ASSIGNMENT:
Go through the data below and retype all of it exactly.

== TASK INPUTS ==

PR #479, opened 2021-02-23
Add the use application commands permission

FasterSpeeding:
### Summary
Add the use application commands permission

### Checklist

### DIFF
--- a/hikari/permissions.py
+++ b/hikari/permissions.py
@@ -186,3 +186,6 @@ class Permissions(enums.Flag):
 
     MANAGE_EMOJIS = 1 << 30
     """Allows management and editing of emojis."""
+
+    USE_APPLICATION_COMMANDS = 1 << 31
+    """Allows for using the application commands of guild integrations within a text channel."""


hikari/permissions.py
```diff
@@ -186,3 +186,6 @@ class Permissions(enums.Flag):
 
     MANAGE_EMOJIS = 1 << 30
     """Allows management and editing of emojis."""
+
+    USE_APPLICATION_COMMANDS = 1 << 31
```
davfsa, line 190: Its currently called `Use Slash Commands` in the app. Should we use this terminology or "Application commands"?

FasterSpeeding: Slash commands is a purely front end name and when they're named on the backend they're called application commands; I've been trying to consistently refer to them as application commands within the lib for similar reasons to why we refer to guilds as guilds rather than servers (in both cases the API docs inconsistently use both in places although it's more inconsistent for slash commands)

davfsa: Ok, thx, noted 👍

davfsa (approved):

PR #953, opened 2022-01-01
Prevent referenced messages from replacing cached messages

### LINKED ISSUE #904: Referenced message entries exceed the max messages settings

norinorin:
### Checklist

### Related issues
Closes #904

### DIFF
--- a/hikari/impl/cache.py
+++ b/hikari/impl/cache.py
@@ -1560,7 +1560,15 @@ class CacheImpl(cache.MutableCache):
 
         referenced_message: typing.Optional[cache_utility.RefCell[cache_utility.MessageData]] = None
         if message.referenced_message:
-            referenced_message = self._set_message(message.referenced_message)
+            if referenced_message := self._message_entries.get(
+                message.referenced_message.id
+            ) or self._referenced_messages.get(message.referenced_message.id):
+                # treat referenced messages as partial
+                # so it shouldn't replace the full message if cached.
+                referenced_message.object.update(message.referenced_message)
+                message.referenced_message = self._build_message(referenced_message)
+            else:
+                referenced_message = self._set_message(message.referenced_message)
 
         # Only increment ref counts if this wasn't previously cached.
         if message.id not in self._referenced_messages and message.id not in self._message_entries:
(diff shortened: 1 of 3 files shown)


hikari/impl/cache.py
```diff
@@ -1560,7 +1560,15 @@ def _set_message(
 
         referenced_message: typing.Optional[cache_utility.RefCell[cache_utility.MessageData]] = None
         if message.referenced_message:
-            referenced_message = self._set_message(message.referenced_message)
+            if referenced_message := self._message_entries.get(
+                message.referenced_message.id
+            ) or self._referenced_messages.get(message.referenced_message.id):
+                # treat referenced messages as partial
+                # so it shouldn't replace the full message if cached.
+                referenced_message.object.update(message.referenced_message)
```
norinorin, line 1568: I'm unsure if updating it is really needed.

norinorin:
Not sure if I like it; will look for other possible solutions.

norinorin:
Closing as I'll leave it stale otherwise.

PR #958, opened 2022-01-09
Add new message content related application flags

FasterSpeeding:
### Checklist

### DIFF
--- a/hikari/applications.py
+++ b/hikari/applications.py
@@ -89,10 +89,10 @@ class ApplicationFlags(enums.Flag):
     EMBEDDED = 1 << 17
     """Denotes that the application has functionality that's specially embedded in Discord's client."""
 
-    MESSAGE_CONTENT = 1 << 18
+    MESSAGE_CONTENT_INTENT = 1 << 18
     """Denotes that the application has message content intent enabled in it's dashboard."""
 
-    MESSAGE_CONTENT_LIMITED = 1 << 19
+    MESSAGE_CONTENT_INTENT_LIMITED = 1 << 19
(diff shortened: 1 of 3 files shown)


hikari/applications.py
```diff
@@ -89,6 +89,12 @@ class ApplicationFlags(enums.Flag):
     EMBEDDED = 1 << 17
     """Denotes that the application has functionality that's specially embedded in Discord's client."""
 
+    GATEWAY_MESSAGE_CONTENT = 1 << 18
```
FasterSpeeding, line 92: Not sure whether these should be called GATEWAY_MESSAGE_CONTENT* or just MESSAGE_CONTENT* rn

davfsa: I suspect it should be `MESSAGE_CONTENT*`, as it wouldn't make sense for them to not send the information in the gateway but yes in the REST API.

hikari/applications.py
```diff
@@ -89,6 +89,12 @@ class ApplicationFlags(enums.Flag):
...
+    """Denotes that the application has the GATEWAY_MESSAGE_CONTENT intent enabled in it's dashboard."""
+
+    GATEWAY_MESSAGE_CONTENT_LIMITED = 1 << 19
+    """Denotes that the application has message content access while pending verification."""
```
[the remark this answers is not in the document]
FasterSpeeding: VERIFIED_FOR_GUILD_MEMBERS_INTENT has nothing to do with message content, it just gives you a slightly higher guild cap, it's not a blanket flag

davfsa (approved):

PR #967, opened 2022-01-13
feat: add `locale` and `guild_locale` properties to interactions

Victorsitou:
### Summary

Discord announced its release a few days ago.

1. `locale` will always be present (except PING, which is responded with pong).
2. `guild_locale` will only be present in guild context interactions, and defaults to `en-US` if the guild doesn't have `COMMUNITY` feature.

### Checklist


hikari/interactions/base_interactions.py
```diff
@@ -183,6 +183,15 @@ class PartialInteraction(snowflakes.Unique, webhooks.ExecutableWebhook):
     version: int = attr.field(eq=False, repr=True)
     """Version of the interaction system this interaction is under."""
 
+    locale: str = attr.field(eq=False, repr=True)
```
FasterSpeeding, line 186: While the lib doesn't use PartialInteraction like this in the standard impl right now, PartialInteraction is meant to be able to support Ping interactions so these should probably be added to each sub-class instead of the base class

Victorsitou: Should be resolved in this commit https://github.com/hikari-py/hikari/pull/967/commits/16dd451e99d1354d97be3245b4f454b2587a4894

===

OUTPUT OF THE TASK:
PR #479, opened 2021-02-23
Add the use application commands permission

FasterSpeeding:
### Summary
Add the use application commands permission

### Checklist

### DIFF
--- a/hikari/permissions.py
+++ b/hikari/permissions.py
@@ -186,3 +186,6 @@ class Permissions(enums.Flag):
 
     MANAGE_EMOJIS = 1 << 30
     """Allows management and editing of emojis."""
+
+    USE_APPLICATION_COMMANDS = 1 << 31
+    """Allows for using the application commands of guild integrations within a text channel."""


hikari/permissions.py
```diff
@@ -186,3 +186,6 @@ class Permissions(enums.Flag):
 
     MANAGE_EMOJIS = 1 << 30
     """Allows management and editing of emojis."""
+
+    USE_APPLICATION_COMMANDS = 1 << 31
```
davfsa, line 190: Its currently called `Use Slash Commands` in the app. Should we use this terminology or "Application commands"?

FasterSpeeding: Slash commands is a purely front end name and when they're named on the backend they're called application commands; I've been trying to consistently refer to them as application commands within the lib for similar reasons to why we refer to guilds as guilds rather than servers (in both cases the API docs inconsistently use both in places although it's more inconsistent for slash commands)

davfsa: Ok, thx, noted 👍

davfsa (approved):

PR #953, opened 2022-01-01
Prevent referenced messages from replacing cached messages

### LINKED ISSUE #904: Referenced message entries exceed the max messages settings

norinorin:
### Checklist

### Related issues
Closes #904

### DIFF
--- a/hikari/impl/cache.py
+++ b/hikari/impl/cache.py
@@ -1560,7 +1560,15 @@ class CacheImpl(cache.MutableCache):
 
         referenced_message: typing.Optional[cache_utility.RefCell[cache_utility.MessageData]] = None
         if message.referenced_message:
-            referenced_message = self._set_message(message.referenced_message)
+            if referenced_message := self._message_entries.get(
+                message.referenced_message.id
+            ) or self._referenced_messages.get(message.referenced_message.id):
+                # treat referenced messages as partial
+                # so it shouldn't replace the full message if cached.
+                referenced_message.object.update(message.referenced_message)
+                message.referenced_message = self._build_message(referenced_message)
+            else:
+                referenced_message = self._set_message(message.referenced_message)
 
         # Only increment ref counts if this wasn't previously cached.
         if message.id not in self._referenced_messages and message.id not in self._message_entries:
(diff shortened: 1 of 3 files shown)


hikari/impl/cache.py
```diff
@@ -1560,7 +1560,15 @@ def _set_message(
 
         referenced_message: typing.Optional[cache_utility.RefCell[cache_utility.MessageData]] = None
         if message.referenced_message:
-            referenced_message = self._set_message(message.referenced_message)
+            if referenced_message := self._message_entries.get(
+                message.referenced_message.id
+            ) or self._referenced_messages.get(message.referenced_message.id):
+                # treat referenced messages as partial
+                # so it shouldn't replace the full message if cached.
+                referenced_message.object.update(message.referenced_message)
```
norinorin, line 1568: I'm unsure if updating it is really needed.

norinorin:
Not sure if I like it; will look for other possible solutions.

norinorin:
Closing as I'll leave it stale otherwise.

PR #958, opened 2022-01-09
Add new message content related application flags

FasterSpeeding:
### Checklist

### DIFF
--- a/hikari/applications.py
+++ b/hikari/applications.py
@@ -89,10 +89,10 @@ class ApplicationFlags(enums.Flag):
     EMBEDDED = 1 << 17
     """Denotes that the application has functionality that's specially embedded in Discord's client."""
 
-    MESSAGE_CONTENT = 1 << 18
+    MESSAGE_CONTENT_INTENT = 1 << 18
     """Denotes that the application has message content intent enabled in it's dashboard."""
 
-    MESSAGE_CONTENT_LIMITED = 1 << 19
+    MESSAGE_CONTENT_INTENT_LIMITED = 1 << 19
(diff shortened: 1 of 3 files shown)


hikari/applications.py
```diff
@@ -89,6 +89,12 @@ class ApplicationFlags(enums.Flag):
     EMBEDDED = 1 << 17
     """Denotes that the application has functionality that's specially embedded in Discord's client."""
 
+    GATEWAY_MESSAGE_CONTENT = 1 << 18
```
FasterSpeeding, line 92: Not sure whether these should be called GATEWAY_MESSAGE_CONTENT* or just MESSAGE_CONTENT* rn

davfsa: I suspect it should be `MESSAGE_CONTENT*`, as it wouldn't make sense for them to not send the information in the gateway but yes in the REST API.

hikari/applications.py
```diff
@@ -89,6 +89,12 @@ class ApplicationFlags(enums.Flag):
...
+    """Denotes that the application has the GATEWAY_MESSAGE_CONTENT intent enabled in it's dashboard."""
+
+    GATEWAY_MESSAGE_CONTENT_LIMITED = 1 << 19
+    """Denotes that the application has message content access while pending verification."""
```
[the remark this answers is not in the document]
FasterSpeeding: VERIFIED_FOR_GUILD_MEMBERS_INTENT has nothing to do with message content, it just gives you a slightly higher guild cap, it's not a blanket flag

davfsa (approved):

PR #967, opened 2022-01-13
feat: add `locale` and `guild_locale` properties to interactions

Victorsitou:
### Summary

Discord announced its release a few days ago.

1. `locale` will always be present (except PING, which is responded with pong).
2. `guild_locale` will only be present in guild context interactions, and defaults to `en-US` if the guild doesn't have `COMMUNITY` feature.

### Checklist


hikari/interactions/base_interactions.py
```diff
@@ -183,6 +183,15 @@ class PartialInteraction(snowflakes.Unique, webhooks.ExecutableWebhook):
     version: int = attr.field(eq=False, repr=True)
     """Version of the interaction system this interaction is under."""
 
+    locale: str = attr.field(eq=False, repr=True)
```
FasterSpeeding, line 186: While the lib doesn't use PartialInteraction like this in the standard impl right now, PartialInteraction is meant to be able to support Ping interactions so these should probably be added to each sub-class instead of the base class

Victorsitou: Should be resolved in this commit https://github.com/hikari-py/hikari/pull/967/commits/16dd451e99d1354d97be3245b4f454b2587a4894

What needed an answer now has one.